I think the time scale for this major basin having been closed way predates the period I’m talking about here, but yes, during somewhat wetter times there may have been ape-friendly (counting the presumed woodland apes like hominid) habitats from somewhere south of the equator all the way to the southern coast.
Apes everywhere, under certain conditions.
Thanks.
I’d gotten the impression that a large amount of windborn sand was deposited over previous hilly landscape sometime around either the Pliocene/pleistocene boundary or a little later, with much of the modern brushland on top of it. My sources are all non-scholarly, however, which is why I’m a little tentative about it.
I actually found some scholarly references for my previous point:
Geomorphological Evidence and Pleistocene Refugia in Africa
Ecology and dynamics of the woody vegetation on the Kalahari Sands in Hwange National Park, Zimbabwe
Both are actually on other topics, but the abstracts (I can’t get to the actual articles) contain references to large areas being covered by windblown sand in the form of linear desert dunes.
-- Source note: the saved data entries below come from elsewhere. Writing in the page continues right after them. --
PR #4350, opened 2026-04-28
Add `pathPrefix` to `PersistOptions` + new `persistOptions()` merge function

amcclain:
## Summary

Two related additions to the persistence layer:

**1. `pathPrefix` on `PersistOptions`** — an inheritable, dot-delimited prefix that prepends to the resolved `path` and concatenates (rather than replaces) when merged through parent `persistWith` chains. Resolves a long-standing gap where setting `path` on a parent model's `persistWith` would silently overwrite the natural per-property/per-aspect path used by `@persist`, `markPersist`, `GridModel`, `PanelModel`, and other consumers, causing collisions when multiple persisted targets shared the same parent provider.

**2. New exported `persistOptions()` function** — public replacement for the static `PersistenceProvider.mergePersistOptions` method. Same merge semantics (later arguments win, type-related keys swap together, `pathPrefix` concatenates), but lives next to the `PersistOptions` interface in `core/persist/PersistOptions.ts` and tolerates `null`/`undefined` arguments to skip them. The old static method now emits a runtime `apiDeprecated` warning and will be removed in v87.

Internal call sites in hoist-react (`HoistBase`, `@persist`, `GridModel`/`ZoneGridModel`/`TabContainerModel`/`GroupingChooserModel`/`FilterChooserModel`/`CardModel`/`FormModel` init-persist) have been migrated to the new function and the spread-into-`PersistOptions` idiom (`{...persistWith, path: 'foo'}`) eliminated in favor of `persistOptions(persistWith, {path: 'foo'})`. This also surfaced and fixed several spots where `pathPrefix` would have been silently dropped by plain spread.

See [`docs/persistence.md`](docs/persistence.md#configuration-inheritance) for the inheritance rules and recommended child-model patterns.

## Hoist P/R Checklist

- [x] Reviewed for breaking changes, added `breaking-change` label + CHANGELOG if so. (No breaking changes — `mergePersistOptions` still works, just deprecated.)
- [x] Updated doc comments / prop-types, or determined not required. (Updated `docs/persistence.md` and field JSDoc.)
- [x] Reviewed and tested on Mobile, or determined not required. (Framework-level change in `core/persist`; no platform-specific behavior.)
- [x] Created Toolbox branch / PR, or determined not required. (Branch `feat/persistPathPrefix` migrates Toolbox usages to `persistOptions()` — no PR yet.)

## Test plan

- [x] Smoke-tested in Toolbox (inlineHoist mode): app boots, persisted state restores correctly, no console errors/warnings/deprecation messages across multiple pages.
- [x] `tsc --noEmit` clean in both hoist-react and Toolbox.
- [ ] Verify existing `markPersist` / `@persist` flows on a model without `persistWith` still work.
- [ ] Verify a parent model with `persistWith: {prefKey, pathPrefix: 'reports'}` correctly nests `@persist` properties under `reports.<propertyName>`.
- [ ] Verify a `GridModel` inheriting that `persistWith` resolves columns/sort/grouping to `reports.grid.columns` etc.
- [ ] Verify two sibling `GridModel`s with distinct `path` values do not collide.
- [ ] Verify a child custom `HoistModel` constructed via `persistOptions(this.persistWith, {pathPrefix: 'detail'})` resolves to `reports.detail.*`.


amcclain:
👋  Marked as draft as I have looked over the code carefully but have not run and tested it interactively in a running app.

Just hit this persistence footgun in a client app and propose this to alleviate. I believe we've talked about this several times - I hope I am not missing anything big here, it's always possible, but adding a dedicated property seemed like a clean way to let the developer express one of two intents: "use exactly this path" (`path`) vs. "append whatever path you would naturally use to this other path" (`pathPrefix`).

It's teed up in the CHANGELOG for the next release but I would be entirely happy to defer until next-next - we've lived with this for a while, it is not urgent to get it into v85 (and it's non-breaking).

amcclain:
@lbwexler I just got bit by this AGAIN - it's a real footgun - flagging so we can work to get this into the next release

lbwexler:
Thought about this --- looks like a very pragmatic change.  I feel like we should emphasize that apps should manaully concatenate pathPrefix when setting it in a spread (and continue to manually spread).  The introduction of the (optional) merge method to apps seems clunky to me, and less readable.

lbwexler (approved):
Am good with this change, but see my note about preferring to emphasize the spread + append method of setting pathPrefix

PR #4354, opened 2026-04-29
Skip span creation in FetchService when tracing is disabled

lbwexler:
## Summary

- `FetchService.fetch()` now only creates a span (and applies a trace ID to the request) when `XH.traceService.enabled` is true.
- `createSpanConfig()` returns `null` when tracing is off; the core fetch work runs directly without the span wrapper, avoiding span overhead and the `traceparent` header on every request.
- Extracted trace-ID application into a small `withTraceId()` helper.

## Test plan

- [ ] Verify requests include `traceparent` and span timing when traceService is enabled
- [ ] Verify requests skip `traceparent` and span overhead when traceService is disabled
- [ ] Confirm correlation ID and tracking still work in both modes

### DIFF
--- a/svc/FetchService.ts
+++ b/svc/FetchService.ts
@@ -389,7 +389,7 @@ export class FetchService extends HoistService {
 
         // 4) Await underlying fetch and post-process response.
         const ret = await fetch(url, fetchOpts);
-        span.setHttpStatus(ret.status);
+        span?.setHttpStatus(ret.status);
 
         if (!ret.ok) {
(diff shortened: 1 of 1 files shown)


svc/FetchService.ts
cnrudd: can span be null here?

cnrudd (changes requested):

svc/FetchService.ts
cnrudd: yes it can. fixed.

PR #166, opened 2022-07-25
Add carbon offset functionality

nwithan8:
# Description

- Add carbon offset to rate objects
- Add ability to declare carbon offset when creating, buying or rerating a shipment
- Add unit tests, some disabled currently

NOTE: Why do `Rate`, `SmartRate` and `Event` have their own specific GSON serializers?

# Testing

- Added four unit tests

# Pull Request Type


src/main/java/com/easypost/model/RateDeserializer.java
```diff
@@ -131,6 +139,8 @@ public Rate deserialize(final JsonElement json, final Type typeOfT, final JsonDe
         rate.setEstDeliveryDays(estDeliveryDays);
         rate.setShipmentId(shipmentID);
         rate.setCarrierAccountId(jo.get("carrier_account_id").getAsString());
+        rate.setCarbonOffset(carbonOffset);
+        rate.setBillingType(jo.get("billing_type").getAsString());
```
nwithan8, line 143: DEVELOPER NOTE: Went ahead and fixed `billing_type`, was not being serialized as well. Must have slipped through the cracks a long time ago.

src/test/java/com/easypost/CarbonOffsetTest.java
```diff
@@ -0,0 +1,133 @@
...
+
+        Shipment shipment = Shipment.create(Fixture.basicCarbonOffsetShipment(), true);
+
+        assertInstanceOf(Shipment.class, shipment);
+
+        List<Rate> rates = shipment.getRates();
+        assertNotNull(rates);
+
+        Rate rate = rates.get(0);
+        assertNotNull(rate.getCarbonOffset());
```
Justintime50, line 47: Suggestion: This assertion has no use and should be removed since the one below it assumes its set meaning by only including the assertion on line 48, you get this one for free without the need to include it.

src/test/java/com/easypost/CarbonOffsetTest.java
```diff
@@ -0,0 +1,133 @@
...
+            if (fee.getType().equals("CarbonOffsetFee")) {
+                foundCarbonOffset = true;
+                break;
+            }
+        }
+        assertTrue(foundCarbonOffset);
+    }
+
+    /**
+     * Test buying a shipment with a carbon offset.
```
Justintime50, line 82:
```suggestion
     * Test one-call buying a shipment with a carbon offset.
```

src/test/java/com/easypost/CarbonOffsetTest.java
```diff
@@ -0,0 +1,133 @@
...
+        Shipment shipmentWithNewRates = shipment.newRates(true);
+
+        List<Rate> newRates = shipmentWithNewRates.getRates();
+        assertNotNull(newRates);
+
+        Rate oldRate = rates.get(0);
+        Rate newRate = newRates.get(0);
+
+        assertNull(oldRate.getCarbonOffset());
+        assertNotNull(newRate.getCarbonOffset());
```
Justintime50, line 131: Thought: Smart!

src/test/java/com/easypost/Fixture.java
```diff
@@ -431,4 +431,60 @@ public static Map<String, Object> rmaFormOptions() {
...
+        carrierAccounts.add(uspsCarrierAccountID());
+        oneCallBuyShipment.put("to_address", pickupAddress());
+        oneCallBuyShipment.put("from_address", basicAddress());
+        oneCallBuyShipment.put("parcel", basicParcel());
+        oneCallBuyShipment.put("service", uspsService());
+        oneCallBuyShipment.put("carrier_accounts", carrierAccounts);
+        oneCallBuyShipment.put("carrier", usps());
+
+        return oneCallBuyShipment;
+    }
```
Justintime50, line 489: Issue: Please remove all of these `carbon offset shipment` fixtures as they are identical to the already existing shipment fixtures with a new name. Simply call the `basic`, `full`, or `one-call-buy` shipment fixtures in your tests instead. The point of fixtures is to provide as few data points as possible that can be reused as much as possible and mixed/matched as needed for test data.

Justintime50 (changes requested):
I hate overloading in Java... so much code. The code itself seems fine, a few minor things need correcting. 

There appears to be more cassettes re-recorded than is necessary. The only cassettes that should have been changed are shipment ones. Can you identify why the others either were re-recorded or complained that they no longer matched?

nwithan8:
> I hate overloading in Java... so much code. The code itself seems fine, a few minor things need correcting.
> 
> There appears to be more cassettes re-recorded than is necessary. The only cassettes that should have been changed are shipment ones. Can you identify why the others either were re-recorded or complained that they no longer matched?

"carbon_offset" is always included in the shipment creation JSON body now (set to either "true" or "false"). This changed the body of all previously-recorded shipment creation API calls, requiring re-recording of several unit tests.

src/test/java/com/easypost/Fixture.java
nwithan8: These are different, slightly. Normal shipment fixtures have the same `to` and `from` address (the `BasicAddress` fixture). For carbon offset to work, the `to` and `from` addresses need to be different. So these shipments have the `BasicAddress` as the `from` address, and the `PickupAddress` as the `to` address.

I'm not a huge fan of this either. Please advise.

Justintime50:
> "carbon_offset" is always included in the shipment creation JSON body now (set to either "true" or "false"). This changed the body of all previously-recorded shipment creation API calls, requiring re-recording of several unit tests.

If that's the case, that's not correct. If the user doesn't explicitly say they do or don't want it, we should not be passing that key at all (it should be null)

src/test/java/com/easypost/Fixture.java
Justintime50: Interesting. I wondered when this would come to bite us. My suggestion instead is to simply add another basic address fixture so that these are always different. I can handle that separately next sprint when I consolidate all the fixture data. This is fine for now, but it'll get changed in the future.

Justintime50 (dismissed):

Justintime50 (approved):

PR #173, opened 2022-08-03
Skip deprecated functions when merging objects

nwithan8:
# Description

We noticed that, despite it being deprecated, the old `getSmartrates` function is still being called when updating a shipment, as our merge function believes it is a getter. This results in erroneous API calls.

The old function is slated for removal "eventually", but until then, we need to skip the function.

Rather than hard-coding a skip for this specific function, we have added an if clause to the merge functionality that checks if a function is marked as deprecated. If it is, the function is skipped.

# Testing

- Re-recorded two cassettes that had the bad API call in them. Confirmed that bad API call is no longer being made after fix.

# Pull Request Type

### DIFF
--- a/src/main/java/com/easypost/net/EasyPostResource.java
+++ b/src/main/java/com/easypost/net/EasyPostResource.java
@@ -785,6 +785,11 @@ public abstract class EasyPostResource {
         for (Method fromMethod : methods) {
             if (fromMethod.getName().startsWith("get") || GLOBAL_FIELD_ACCESSORS.contains(fromMethod.getName())) {
 
+                if (fromMethod.isAnnotationPresent(Deprecated.class)) {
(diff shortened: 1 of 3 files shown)


Justintime50 (approved):
Question: Why skip deprecated methods altogether? Couldn't this have unintended side-effects vs hard-coding the known one bad call?

nwithan8:
> Question: Why skip deprecated methods altogether? Couldn't this have unintended side-effects vs hard-coding the known one bad call?

So this doesn't happen again where we might not notice it or catch it.

If we've marked a function as deprecated, we don't want people to use it. It also means WE don't want to use it; we usually rewrite and adjust as much as possible to avoid a deprecated function when we do mark something as deprecated.

jchen293 (approved):

PR #174, opened 2022-08-03
Consolidate java-templates folder into rest of module

nwithan8:
# Description

- Move `EasyPost.java` into module rather than as a generated source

From the latter reference:
“The Kalahari sand dune systems of central and southern Africa are built up from the surface sediments of the Kalahari Beds, extensive continental deposits which accumulated in a great internal basin (De Swart & Bennett 1974). The dunes are thought to have been formed during the last glacial maximum, 18000-13000 B.P. (Heine 1982), under the influence of easterly winds (Lancaster 1979), during a period of less than 150 mm rainfall (the maximum threshold for sand movement) and inn a vegetation-free environment. […] In Zimbabwe they cover the southwest part of the country with the ridges being most prominent in the far south-west (Thomas 1984).”
I would assume that similar processes took place during earlier glacial maxima, starting in the early pleistocene.
The process is definitely older than these references are suggesting, and it is very much ongoing now, across about the southern 20 percent of the sand field (but not the very very southern extent).
The question becomes, then, how much Pliocene (and early Pleistocene) land that was rough, surface-drained open woodland was later covered up by Kalahari sands and converted into savannas where most of the rainfall soaks down to below the deepest roots and drains horizontally into deep-cut rivers?
This could be important, because in addition to actual climate differences, differences in soil type and water retention could have made for a much friendlier environment for apes. Rough land with a mixture of open woodland and brush could have created a sort of giant “jungle Jim” combining vertical aspects of the land, downwood, and trees, with brush and grass in a very tight mosaic.
Movement through such landscape would have combined some brachiation with scrambling and some running and vertical climbing. Often there would be handholds at waist level or so, allowing a four-handed movement with a vertical body and short arms.
Such a landscape might have been ideal for an Australopithecene.